Also das mit dem Index freut mich, aber die Werbung ist noch schlimmer geworden. Da guck ich mir die Zeitung doch noch einmal vorher an bevor ich Sie kaufe.

Also ich kann dir in vielen Punkten zustimmen, aber das mit den Gadgets. Prinzipiell hast du da durchaus recht, aber das mit dem Quartett ist mal ne originelle (auch wenn nicht ganz neue Idee). Außerdem finde ich sollten Sie  PC-Spiele und Vollversionen und so nen Dreck wegmachen und dafür lieber weniger Werbung in die Zeitung packen, mehr Videos drehen (nur deswegen und wegen Rettungslinux... kauf ich die DVD Version überhaupt) und mehr Quartetts produzieren. 

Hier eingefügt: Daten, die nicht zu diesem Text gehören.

PR #1332, opened 2019-03-04
[PLAT-997] Admin can CRU a product

gitkuba:


resources/assets/js/admin/components/products/ProductEdit.vue
```diff
@@ -0,0 +1,120 @@
+<template>
+	<div>
+		<wnl-form
+				name="DashboardNewsEditor"
```
rogatty: Doesn't seem right.

resources/assets/js/admin/components/products/ProductEdit.vue
```diff
@@ -0,0 +1,120 @@
...
+		>
+			<h4>Produkt #{{ id }}</h4>
+			<wnl-text name="name">Nazwa</wnl-text>
+			<wnl-text name="slug">Slug</wnl-text>
+			<wnl-text name="price">Cena</wnl-text>
+			<wnl-select name="vat_rate" :options="vatRates">Stawka VAT</wnl-select>
+			<wnl-text name="vat_note">Opis VAT</wnl-text>
+			<wnl-textarea name="invoice_name">Opis na fakturze</wnl-textarea>
+
+			<wnl-text name="quantity">Ilość (obecnie)</wnl-text>
```
rogatty: Ilość wody, liczba produktów.

resources/assets/js/admin/components/products/ProductEdit.vue
```diff
@@ -0,0 +1,120 @@
...
+				altInput: true,
+				enableTime: true,
+				dateFormat: 'U',
+				altFormat: 'Y-m-d H:i',
+				time_24hr: true,
+			},
+			formData: {}
+		};
+	},
+	props: ['id'],
```
rogatty: Let's validate it.

resources/assets/js/admin/components/products/ProductsList.vue
```diff
@@ -0,0 +1,79 @@
...
+		<h3 class="title is-3">
+			Produkty
+			<router-link
+					class="button is-primary"
+					:to="{ name: 'products-edit', params: { id: 'new' } }"
+			>
+				+ Dodaj nowy produkt
+			</router-link>
+		</h3>
+		<table class="table dashboard-news">
```
rogatty: Doesn't seem right.

resources/assets/js/admin/components/products/ProductsList.vue
```diff
@@ -0,0 +1,79 @@
...
+			<tr>
+				<th>Id</th>
+				<th>Tytuł</th>
+				<th>Dostępność</th>
+				<th>Start zapisów</th>
+				<th>Utworzono</th>
+			</tr>
+			<tr
+					class="dashboard-news__item"
```
rogatty: Doesn't seem right.

resources/assets/js/admin/components/products/ProductsList.vue
```diff
@@ -0,0 +1,79 @@
...
+</style>
+
+<script>
+import { mapActions } from 'vuex';
+import moment from 'moment';
+import {getApiUrl} from 'js/utils/env';
+import {ALERT_TYPES} from 'js/consts/alert';
+
+export default {
+	name: 'DashboardNews',
```
rogatty: Doesn't seem right.

resources/assets/js/admin/components/products/ProductsList.vue
```diff
@@ -0,0 +1,79 @@
...
+			}
+		},
+		goToEdit(id) {
+			this.$router.push({ name: 'products-edit', params: { id } });
+		},
+	},
+	async mounted() {
+		try {
+			const {data} = await axios.get(getApiUrl('products/all'));
+			this.products = Object.values(data).sort((a, b) => a.id < b.id ? 1 : -1);
```
rogatty: Can we sort them on the backend?

resources/assets/js/admin/router.js
```diff
@@ -185,6 +187,17 @@ let routes = [
...
 	},
+	{
+		name: 'products',
+		path: '/admin/app/products',
+		component: ProductsList,
+	},
+	{
+		name: 'products-edit',
+		path: '/admin/app/products/:id',
+		component: ProductEdit,
```
rogatty: `name: 'products-edit'` but `component: ProductEdit`, I'd pick one.

app/Http/Controllers/Api/PrivateApi/ProductsApiController.php
```diff
@@ -0,0 +1,77 @@
...
+			'delivery_date' => Carbon::createFromTimestamp($request->delivery_date),
+			'course_start'  => Carbon::createFromTimestamp($request->course_start),
+			'course_end'    => Carbon::createFromTimestamp($request->course_end),
+			'access_start'  => Carbon::createFromTimestamp($request->access_start),
+			'access_end'    => Carbon::createFromTimestamp($request->access_end),
+			'signups_start' => Carbon::createFromTimestamp($request->signups_start),
+			'signups_end'   => Carbon::createFromTimestamp($request->signups_end),
+			'signups_close' => Carbon::createFromTimestamp($request->signups_close),
+			'vat_rate'      => $request->vat_rate,
+			'vat_note'      => $request->vat_note,
```
kvas-damian: Let's create a helper method to transform request data into a model format to not duplicate it in post and put.

app/Models/Product.php
```diff
@@ -6,9 +6,25 @@
 
 class Product extends Model
 {
+	const VAT_RATES = [0, 5, 8 , 23];
```
kvas-damian: What if we need to update vat rates? By hardcoding them here, we need to perform a release. Did you consider putting them in the DB?

app/Http/Controllers/Api/Transformers/ProductTransformer.php
```diff
@@ -0,0 +1,51 @@
...
+use App\Http\Controllers\Api\ApiTransformer;
+use App\Models\Product;
+
+class ProductTransformer extends ApiTransformer
+{
+
+	protected $availableIncludes = [];
+	protected $parent;
+
+	public function __construct($parent = null)
```
kvas-damian: remove empty contructor

app/Http/Requests/Product/CreateProduct.php
```diff
@@ -0,0 +1,47 @@
...
+
+	/**
+	 * Get the validation rules that apply to the request.
+	 *
+	 * @return array
+	 */
+	public function rules()
+	{
+		return [
+			'id'            => 'required|integer|exists:products,id',
```
kvas-damian: `id` is required for product creation?

app/Http/Controllers/Api/PrivateApi/ProductsApiController.php
```diff
@@ -0,0 +1,77 @@
...
+		]);
+
+		$this->transformAndRespond($product);
+	}
+
+	public function getVatRates()
+	{
+		return $this->respondOk(['vat_rates' => Product::VAT_RATES]);
```
kvas-damian: technically vat rates are not part of a product resource.

resources/assets/js/admin/components/Sidenav.vue
```diff
@@ -54,6 +54,11 @@
 		<ul class="menu-list">
 			<li><router-link :to="{ name: 'orders' }">Lista zamówień</router-link></li>
 		</ul>
+		<p class="menu-label">Produkty</p>
+		<ul class="menu-list">
+			<li><router-link :to="{ name: 'product-edit', params: { id: 'new' } }">Dodaj produkt</router-link></li>
```
kvas-damian: We follow a convention to put a create link on the listing page. Do we want to change it everywhere?

resources/assets/js/admin/components/products/ProductEdit.vue
```diff
@@ -0,0 +1,149 @@
...
+					<hr>
+
+					<wnl-datepicker name="access_start" :config="datepickerConfig">Początek dostępu</wnl-datepicker>
+					<wnl-datepicker name="access_end" :config="datepickerConfig">Koniec dostępu</wnl-datepicker>
+
+					<hr>
+
+					<wnl-datepicker name="signups_start" :config="datepickerConfig">Start zapisów</wnl-datepicker>
+					<wnl-datepicker name="signups_end" :config="datepickerConfig">Koniec zapisów</wnl-datepicker>
+					<wnl-datepicker name="signups_close" :config="datepickerConfig">Zamknięcie zapisów</wnl-datepicker>
```
kvas-damian: We should have an info box explaining the difference between `signups_end` and `signups_close`. It's not clear for me, so probably end user will be even more confused.

resources/assets/js/admin/components/products/ProductEdit.vue
```diff
@@ -0,0 +1,149 @@
...
+		},
+	},
+	methods: {
+		...mapActions(['addAutoDismissableAlert']),
+		onSubmitSucess(data) {
+			if (!this.isEdit) {
+				this.$router.push({name: 'product-edit', params: {id: data.id}});
+			}
+		},
+		onChange({formData}) {
```
kvas-damian: You can remove it

resources/assets/js/admin/components/products/ProductEdit.vue
```diff
@@ -0,0 +1,149 @@
...
+			this.formData = formData;
+		},
+		escapeArgumentKey(key) {
+			return `{{${key}}}`;
+		},
+	},
+	async mounted() {
+		try {
+			const {data} = await axios.get(getApiUrl('products/getVatRates'));
+			this.vatRates = data.vat_rates.map(value => {
```
kvas-damian: `data.vat_rates.map(value => ({value, text: value})`

resources/assets/js/admin/components/products/ProductsList.vue
```diff
@@ -0,0 +1,91 @@
...
+			<router-link
+					class="button is-primary"
+					:to="{ name: 'product-edit', params: { id: 'new' } }"
+			>
+				+ Dodaj nowy produkt
+			</router-link>
+		</h3>
+
+		<wnl-paginated-sortable-table
+				:is-search-enabled="false"
```
kvas-damian: why do we disable search?

resources/assets/js/admin/components/products/ProductsList.vue
```diff
@@ -0,0 +1,91 @@
...
+				:resource-name="'products/.filter'"
+				:columns="columns"
+				class="products"
+		>
+			<tbody slot-scope="slotProps" slot="tbody">
+			<tr v-for="product in slotProps.list" :key="product.id" @click="goToEdit(product.id)" class="products__item">
```
kvas-damian: `class=clickable`

resources/assets/js/admin/components/products/ProductsList.vue
```diff
@@ -0,0 +1,91 @@
...
+				{
+					name: 'signups_start',
+					label: 'Start zapisów',
+				},
+				{
+					name: 'created_at',
+					label: 'Utworzono',
+				},
+			],
+			requestParams:{
```
kvas-damian: not used

resources/assets/js/admin/components/products/ProductsList.vue
```diff
@@ -0,0 +1,91 @@
...
+		};
+	},
+	components: {
+		WnlPaginatedSortableTable,
+	},
+	methods: {
+		...mapActions(['addAutoDismissableAlert']),
+		formatDate(date) {
+			if (date) {
+				return moment(date * 1000).format('DD/MM/YY H:mm');
```
kvas-damian: I don't like such custom date formats. Moment provides a set of standard formats for every local that we can use. In this case I think `L LT` is the right format to use.

app/Http/Controllers/Api/PrivateApi/ProductsApiController.php
gitkuba: Seems like an overkill to me. At least for now.

app/Models/Product.php
gitkuba: I don't feel like refactoring invoice generator. Let's wait for more use cases before implementing vat rate as a new entity.

resources/assets/js/admin/components/products/ProductsList.vue
gitkuba: What's the use case for search here?

resources/assets/js/admin/components/products/ProductEdit.vue
```diff
@@ -0,0 +1,144 @@
...
+	data() {
+		return {
+			datepickerConfig: {
+				altInput: true,
+				enableTime: true,
+				dateFormat: 'U',
+				altFormat: 'Y-m-d H:i',
+				time_24hr: true,
+			},
+			formData: {},
```
kvas-damian: unused

resources/assets/js/admin/components/products/ProductsList.vue
kvas-damian: Probably to search by name if there are more products in the DB. Not sure if it's a valid use-case now.

gitkuba: not sure as well

resources/assets/js/admin/components/products/ProductEdit.vue
```diff
@@ -0,0 +1,155 @@
...
+					<hr>
+
+					<wnl-datepicker name="delivery_date" :config="datepickerConfig">Data dostawy</wnl-datepicker>
+				</div>
+			</div>
+		</wnl-form>
+
+		<article class="message is-primary">
+			<div class="message-header">
+				<p>Legenda</p>
```
kvas-damian: I have a feeling that legend isn't the best UX. IMO, we should keep such information as close to the input field as possible. What do you think?

app/Http/Controllers/Api/PrivateApi/ProductsApiController.php
```diff
@@ -0,0 +1,64 @@
...
+		$productId = $request->get('id');
+		$product = Product::find($productId);
+
+		if (is_null($product)) {
+			return $this->respondNotFound();
+		}
+
+		$product->update($this->transformRequestParams($request));
+
+		return $this->respondOk();
```
bognix: How about returning updated product? You return created product when you issue post request.

app/Http/Controllers/Api/PrivateApi/ProductsApiController.php
```diff
@@ -0,0 +1,64 @@
...
+
+	private function transformRequestParams($request) {
+		return [
+			'name'          => $request->name,
+			'invoice_name'  => $request->invoice_name,
+			'slug'          => $request->slug,
+			'price'         => $request->price,
+			'quantity'      => $request->quantity,
+			'initial'       => $request->initial,
+			'delivery_date' => Carbon::createFromTimestamp($request->delivery_date),
```
bognix: isn't it possible to send data from frontend in the right shape so you won't have to call this Carbon method on each field?

gitkuba: Yup, entirely posibble. Does it make a difference?

resources/assets/js/admin/components/products/ProductEdit.vue
```diff
@@ -0,0 +1,155 @@
...
+		},
+	},
+	methods: {
+		...mapActions(['addAutoDismissableAlert']),
+		onSubmitSucess(data) {
+			if (!this.isEdit) {
+				this.$router.push({name: 'product-edit', params: {id: data.id}});
+			}
+		},
+		escapeArgumentKey(key) {
```
bognix: I think this is not used.

app/Http/Controllers/Api/PrivateApi/ProductsApiController.php
bognix: Yes, you don't need this method then, just call `$request->all()`

app/Http/Controllers/Api/PrivateApi/ProductsApiController.php
```diff
@@ -0,0 +1,64 @@
+<?php namespace App\Http\Controllers\Api\PrivateApi;
+
+use App\Http\Controllers\Api\ApiController;
+use App\Http\Requests\Product\CreateProduct;
+use App\Http\Requests\Product\UpdateProduct;
+use App\Models\Product;
+use Illuminate\Http\Request;
+use Carbon\Carbon;
+
+class ProductsApiController extends ApiController
```
bognix: please add API tests for this controller.

resources/assets/js/admin/components/products/ProductEdit.vue
```diff
@@ -0,0 +1,155 @@
+<template>
+	<div>
+		<wnl-form
+				name="ProductsEditor"
+				:populate="isEdit"
+				:method="formMethod"
+				:resource-route="formResourceRoute"
+				:suppress-enter="true"
+				@submitSuccess="onSubmitSucess"
+				@change="onChange"
```
bognix: onChange method is not defined.

bognix:
In our application we have `ProductsTransformer` - can we get rid of it?

app/Http/Controllers/Api/PrivateApi/ProductsApiController.php
gitkuba: It's good to be explicit about fields that are beeing updated. Passing `$request->all()` directly to `update()` is an anti-pattern imho.

bognix: cc @kvas-damian @rogatty since I saw this pattern used by one of you :)

tests/Api/Products/ProductsTest.php
```diff
@@ -0,0 +1,114 @@
...
+	}
+
+	/** @test */
+	public function update_product()
+	{
+		$user = factory(User::class)->create();
+		$user->roles()->attach(Role::byName('admin'));
+		$product = factory(Product::class)->create();
+
+		$updated = $this->transformProduct(factory(Product::class)->create(['slug' => null]));
```
bognix: Why do you change slug to null? You are creating totally different product so everything faker returns should be different.

gitkuba: OK, nvm, i've found a better solution :)

app/Http/Requests/Product/UpdateProduct.php
```diff
@@ -0,0 +1,52 @@
...
+		    'initial'       => 'integer',
+		    'delivery_date' => 'integer',
+		    'course_start'  => 'integer|nullable',
+		    'course_end'    => 'integer|nullable',
+		    'access_start'  => 'integer|nullable',
+		    'access_end'    => 'integer|nullable',
+		    'signups_start' => 'integer',
+		    'signups_end'   => 'integer',
+		    'signups_close' => 'integer',
+		    'vat_rate'      => 'numeric',
```
kvas-damian: are these fields optional? Don't we need to match this validation with `CreateProduct.php`?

Ich würde sogar 9,50€ zahlen wenn die Zeitung kaum noch Werbung hätte.


----------



## Luigi93 (30. Juli 2010)

Wer das Kartenspiel nicht haben will, kauft sich einfach die Magazin-Version. So einfach ist das! Niemand wird gezwungen, die DVD-Version mit dem Kartenspiel zu kaufen.


----------



## bLu3t0oth (30. Juli 2010)

Verdammte Axt, habt ihr ein Schwein, dass Gestern mein Steuerbescheid kam und ich mal etwas Kohle habe! Normal kaufe ich mir keine Zeitschriften mehr, aber die beiden Hefte sind für mich jetzt mal ein Must Have!


----------



## xeonking (30. Juli 2010)

die idee ist mal wirklich sehr gut. das werde ich mich auch kaufen müssen


gruß


----------



## Christoph1717 (30. Juli 2010)

Als Abonement von der DVD Ausgabe bin ich natürlich froh, das dieses grandiose Extra nicht in der Premium Ausgabe "verschwindet". Sonst müßte ich die Hefte vielleicht doppelt kaufen.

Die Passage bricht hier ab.